Eptura Workplace detailed Root Cause Analysis | 05/08/2024
S2 - Eptura Workplace SSO Timeouts
We are truly grateful for your continued support and loyalty. We value your feedback and appreciate your patience as we worked to resolve this incident.
Description:
When accessing Eptura Workplace, both internal and external users were receiving the following error 502 A timeout occurred on federation.api.iofficeconnect.com.
Type of Event:
Outage for Customers who use Single Sign On (SSO)
Services/Modules impacted:
Production/ SSO
Timeline (Reported in MST):
11:30am – Multiple customers reported the inability to access Eptura Workplace.
11:59pm – After initial investigation, the support team escalates a ticket for CloudOps for further troubleshooting. All customers were made aware of the S2 incident via Status Page.
12:16pm – The CloudOps team identifies the issue and begins working on a resolution.
12:59pm – The fix was released to production. The Status Page was updated from Investigating to Monitoring.

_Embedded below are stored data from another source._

PR #2871, opened 2025-08-06
ACM-20341: make ssh secret modal multicluster

upalatucci:
## 📝 Description

Make the secret modal fetch the cluster

### DIFF
--- a/src/utils/resources/udn/hooks/useNamespaceUDN.ts
+++ b/src/utils/resources/udn/hooks/useNamespaceUDN.ts
@@ -3,6 +3,7 @@ import { useMemo } from 'react';
 import { NetworkAttachmentDefinitionModelGroupVersionKind } from '@kubevirt-utils/models';
 import { UserDefinedNetworkRole } from '@kubevirt-utils/resources/udn/types';
 import { isEmpty } from '@kubevirt-utils/utils/utils';
+import useClusterParam from '@multicluster/hooks/useClusterParam';
 import useK8sWatchData from '@multicluster/hooks/useK8sWatchData';
 import { NetworkAttachmentDefinitionKind } from '@overview/OverviewTab/inventory-card/utils/types';
 
@@ -10,12 +11,13 @@ import { LAYER3_TOPOLOGY, PrimaryTopologies } from '../constants';
 
 const useNamespaceUDN = (
   namespace: string,
-  cluster?: string,
 ): [
   isNamespaceManagedByUDN: boolean,
   vmsNotSupported: boolean,
   nad?: NetworkAttachmentDefinitionKind,
 ] => {
+  const cluster = useClusterParam();
+
   const [nads] = useK8sWatchData<NetworkAttachmentDefinitionKind[]>({
     cluster,
     groupVersionKind: NetworkAttachmentDefinitionModelGroupVersionKind,
--- a/package.json
+++ b/package.json
@@ -15,7 +15,7 @@
     "@patternfly/react-tokens": "^6.2.2",
     "@patternfly/react-topology": "^6.2.0",
     "@preact/signals-react": "^2.0.1",
-    "@stolostron/multicluster-sdk": "0.5.0",
+    "@stolostron/multicluster-sdk": "0.5.1",
     "@xterm/addon-clipboard": "^0.1.0",
     "@xterm/addon-fit": "^0.10.0",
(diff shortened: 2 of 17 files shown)


avivtur (approved):

src/views/catalog/templatescatalog/components/TemplatesCatalogDrawer/TemplatesCatalogDrawerCreateForm.tsx
```diff
@@ -46,9 +47,10 @@ type TemplatesCatalogDrawerCreateFormProps = {
 export const TemplatesCatalogDrawerCreateForm: FC<TemplatesCatalogDrawerCreateFormProps> = memo(
   ({ authorizedSSHKey, namespace, onCancel, subscriptionData }) => {
     const { t } = useKubevirtTranslation();
+    const cluster = useClusterParam();
 
     const { isBootSourceAvailable, templateLoadingError } = useDrawerContext();
-    const [__, vmsNotSupported] = useNamespaceUDN(namespace);
+    const [__, vmsNotSupported] = useNamespaceUDN(namespace, cluster);
```
pcbailey, line 53: Why are we passing the cluster into hooks instead of calling `useClusterParam` inside the hooks directly? We should be minimizing instances of passing the cluster around as much as possible, IMO.

src/views/catalog/CreateFromInstanceTypes/components/VMDetailsSection/components/DetailsRightGrid.tsx
```diff
@@ -24,6 +25,7 @@ import './details-right-grid.scss';
 const DetailsRightGrid: FC = () => {
   const { t } = useKubevirtTranslation();
   const { createModal } = useModal();
+  const cluster = useClusterParam();
```
pcbailey, line 28: Why not call this directly in `SSHSecretModal`? Is it possible for the VM cluster to be different from the cluster in the params?

pcbailey: 😆

src/views/catalog/CreateFromInstanceTypes/components/VMDetailsSection/components/DetailsRightGrid.tsx
```diff
@@ -24,8 +25,9 @@ import './details-right-grid.scss';
...
   const [{ clusterDefaultStorageClass, sortedStorageClasses, virtDefaultStorageClass }, loaded] =
-    useDefaultStorageClass();
+    useDefaultStorageClass(cluster);
```
pcbailey, line 30: Can you update this hook to get the cluster itself as well?

src/utils/resources/udn/hooks/useNamespaceUDN.ts
```diff
@@ -3,19 +3,21 @@ import { useMemo } from 'react';
...
 
 const useNamespaceUDN = (
   namespace: string,
-  cluster?: string,
 ): [
   isNamespaceManagedByUDN: boolean,
   vmsNotSupported: boolean,
   nad?: NetworkAttachmentDefinitionKind,
 ] => {
+  const cluster = useClusterParam();
```
pcbailey, line 19: It doesn't look like this is being used anywhere, unless I'm missing it.

pcbailey: Ah, I missed that. Sorry about that.

src/views/catalog/CreateFromInstanceTypes/components/VMDetailsSection/components/DetailsRightGrid.tsx
pcbailey: I looked at the places where `useDefaultStorageClass` is used. It looks like we pass the VM cluster in one place. Maybe the approach we should take with hooks is to pull the cluster inside each hook that needs it, but take an optional `cluster` parameter that overrides that value if a cluster is passed in. That way, we minimize the places where we're passing the cluster value around while making hooks friendly for lists to use. This way will further decouple the cluster logic from the rest of the code base.

upalatucci: done it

1:59pm – While monitoring, no additional reports were received, and customers began to confirm the fix.
Total Duration of Event:
2hrs 29mins
Root Cause:
The Mesos Marathon experienced a temporary downtime during the recent restart of the NGINX server.
Remediation:
Mesos Marathon was restored and promptly restarted the NGINX server, once the recovery was complete.
Preventative Action:
The proxy settings previously pointing to the Mesos Marathon service, which has been decommissioned, have been successfully updated. This change has already been implemented to ensure continued service efficiency.